_How to complete this task_.
Up to and including the line with "- Preserves Gemini", restate the material below word for word, beginning with its first line.

═══ The data ═══

PR #1204, opened 2026-05-16
fix(gemini): preserve tool calls through opengateway

kevincodex1:
preserve tool calls for gemini

### DIFF
--- a/README.md
+++ b/README.md
@@ -162,7 +162,7 @@ OpenClaude supports multiple providers, but behavior is not identical across all
 - Tool quality depends heavily on the selected model
 - Smaller local models can struggle with long multi-step tool flows
 - Some providers impose lower output caps than the CLI defaults, and OpenClaude adapts where possible
-- Gitlawb Opengateway uses one OpenAI-compatible base URL. Switch between `mimo-*`, `zai-org/GLM-5.1-FP8`, and `google/gemini-3.1-flash-lite-preview` with `/model`; do not pin the base URL to `/v1/xiaomi-mimo`.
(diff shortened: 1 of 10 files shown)


Vasanthdev2004:
### Blockers

None found.

### Non-Blocking

- PR description is minimal — "preserve tool calls for gemini" could be more detailed.
- Removes GLM-5.1 from Opengateway — not clear why in the description.

### Looks Good

- Preserves Gemini tool call signatures through OpenGateway
- Adds `google/gemini-3.1-flash-lite-preview` to brand and model catalogs
- Removes GLM-5.1 from Opengateway (likely not available anymore)
- Good test coverage — 2 new tests for tool call preservation (non-streaming and streaming)
- 452 additions, 49 deletions — focused changes
- Updates README and docs to reflect GLM removal

---

**Verdict: Approve** — clean Gemini tool call fix.

Vasanthdev2004 (approved):
Clean Gemini tool call fix. Good test coverage.

anandh8x (commented):
Non-blocking streaming robustness note:

The current implementation preserves Gemini `thought_signature` when `extra_content` is on the tool call itself or on the same streaming `delta` as the tool call. 

One edge case to consider: OpenAI-compatible streams are delta-based, so a gateway could theoretically emit `delta.extra_content.google.thought_signature` in an earlier assistant metadata chunk, then emit `delta.tool_calls` in a later chunk. In that shape the signature would be dropped because the shim doesn’t currently retain pending `extra_content` across chunks.

Not asking for changes unless this shape is observed in practice, but a small regression test or per-choice pending signature state would make this more future-proof.

PR #1211, opened 2026-05-17
fix(spinner): prevent layout shift during thinking and orphaned task icons

evertjr:
## Summary

- **Layout shift during thinking**: The spinner row container used `flexWrap="wrap"`, causing the status text (thinking indicator, timer, token count) to intermittently wrap to a new line when content width crossed a boundary condition. This was most visible during thinking transitions when the status text changes width (e.g. `(thinking)` → `(thought for 3s · 2m 30 · ↓ 2.9k tokens)`). Changed to `flexWrap="nowrap"` since the existing progressive width gating already hides elements that don't fit — wrapping was never the intended fallback.
- **Orphaned task icons**: `TaskItem` rendered task status icons (✔, ◼, ◻) without overflow constraints, so when text content overflowed the available width, the icon characters leaked into visible rows as rendering artifacts. Added `overflowX="hidden"` on the TaskItem container to clip overflowing content cleanly.
- **Magic number cleanup**: Replaced the `- 5` magic number in the `availableSpace` calculation with a named `parensWidth` constant for clarity.

## Test plan

- [ ] Trigger thinking mode (use a model with extended thinking enabled) and observe the spinner row stays on a single line without layout jumps
- [ ] Resize terminal to a narrow width while thinking is active — status elements should hide progressively, never wrap
- [ ] Create tasks (via TodoWrite tool) and verify icons render inline with their text, no orphaned characters below the spinner
- [ ] Verify idle spinner states (leader idle with teammates running, teammate idle) also stay on one line

### DIFF
--- a/src/components/Spinner.tsx
+++ b/src/components/Spinner.tsx
@@ -228,7 +228,7 @@ function SpinnerWithVerbInner({
   // useStalledAnimation detects no new tokens after 3s and turns the spinner red.
   if (leaderIsIdle && hasRunningTeammates && !foregroundedTeammate) {
     return <Box flexDirection="column" width="100%" alignItems="flex-start">
-        <Box flexDirection="row" flexWrap="wrap" marginTop={1} width="100%">
+        <Box flexDirection="row" flexWrap="nowrap" marginTop={1} width="100%">
           <Text dimColor>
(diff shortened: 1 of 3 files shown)


kevincodex1 (approved):
LGTM thank you so much!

═══

_Reply_.
PR #1204, opened 2026-05-16
fix(gemini): preserve tool calls through opengateway

kevincodex1:
preserve tool calls for gemini

### DIFF
--- a/README.md
+++ b/README.md
@@ -162,7 +162,7 @@ OpenClaude supports multiple providers, but behavior is not identical across all
 - Tool quality depends heavily on the selected model
 - Smaller local models can struggle with long multi-step tool flows
 - Some providers impose lower output caps than the CLI defaults, and OpenClaude adapts where possible
-- Gitlawb Opengateway uses one OpenAI-compatible base URL. Switch between `mimo-*`, `zai-org/GLM-5.1-FP8`, and `google/gemini-3.1-flash-lite-preview` with `/model`; do not pin the base URL to `/v1/xiaomi-mimo`.
(diff shortened: 1 of 10 files shown)


Vasanthdev2004:
### Blockers

None found.

### Non-Blocking

- PR description is minimal — "preserve tool calls for gemini" could be more detailed.
- Removes GLM-5.1 from Opengateway — not clear why in the description.

### Looks Good

- Preserves Gemini tool call signatures through OpenGateway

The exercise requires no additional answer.